PCS was seeking resolution of an issue related to the Voluntary Exit of some 140 Welsh Government staff in 2017 under the terms of the Civil Service Compensation Scheme 2016, which was subsequently struck down by a High Court judgement, causing the civil service to revert to the previous, 2010 scheme. The 2010 terms had been more generous than those introduced in 2016 and the Cabinet Office had advised departments that they might need to make an additional payment to staff who had left while the 2016 scheme was in force. The exit payments that had been made could still be considered lawful, however, if departments believed they would have paid the same amount even if the 2010 Scheme had been in place.

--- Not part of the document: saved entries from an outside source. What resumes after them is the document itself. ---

PR #716, opened 2023-08-05
UI: "Contract in Progress" window can no longer get lost

### LINKED ISSUE #28: Coding contract window lost due to singularity function
[macdjord]
I had a coding contract window open when a script I had running in the background called the exercise-at-gym singularity function. This caused the game to switch to the gym training screen and the contract window to vanish. When I went back to the terminal and tried to reopen the contract by running it again, I got an error message saying "There's already a Coding Contract in Progress". I had to reload the game to get the contract open again.

Version: Bitburner v1.3.0 (9fdc3ac5)

[SagePtr]
> Also contract window disappears when you return your focus to faction job (hacking contracts for instance) when coding contract window is opened. You cannot programmatically solve contracts after this (the game thinks contract is running) until you reload the game.

[nulflux]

The Welsh Government has taken this approach and declined to offer an additional payment, yet the terms it offered the staff who left followed the standard tariff introduced in 2016, hence PCS believes that the Welsh Government would have paid more under the 2010 scheme and is therefore duty-bound to make up the difference. 

 

The union had met the Welsh Government Permanent Secretary on 1st September 2020 to present its position but was still awaiting a substantive response nine months later, and was now pursuing legal action against the Welsh Government, although it would still prefer not to have to go to court.

 

 

8. Devolution Proposals regarding the Justice Sector and the Health and Safety Executive

 

PCS drew attention to the fact that Welsh ministers were now committed to pursuing greater devolution of powers to Wales, including over Justice and Policing and the Health and Safety Executive, in both of which areas the union has members. While the union had tended to favour greater devolution in principle, it did not currently have policy in relation to these specific areas. It was therefore seeking discussions with ministers and officials as soon as practicable, and was also interested in helping to re-establish the Justice Unions Cross-Party Group, which had operated in earlier sessions of the Assembly/Senedd.  PCS would keep its own Cross-Party Group informed of developments.

 

 

9. Any Other Business

 

PCS gave brief verbal reports on two other issues that had arisen recently:

 

(a)    The uncertainty facing staff within the Higher Education Funding Council for Wales, which would be merged into the planned new Commission implications as a result of the Tertiary Education and Research Bill (Wales); and

(b)    The revelation that Sport Wales was considering a proposal to outsource the management of its Plas Menai site in Bangor, which would affect the many PCS members based there, and had failed to consult or even inform the union.

 

The union was seeking to raise both issues with ministers and officials and would report back as appropriate.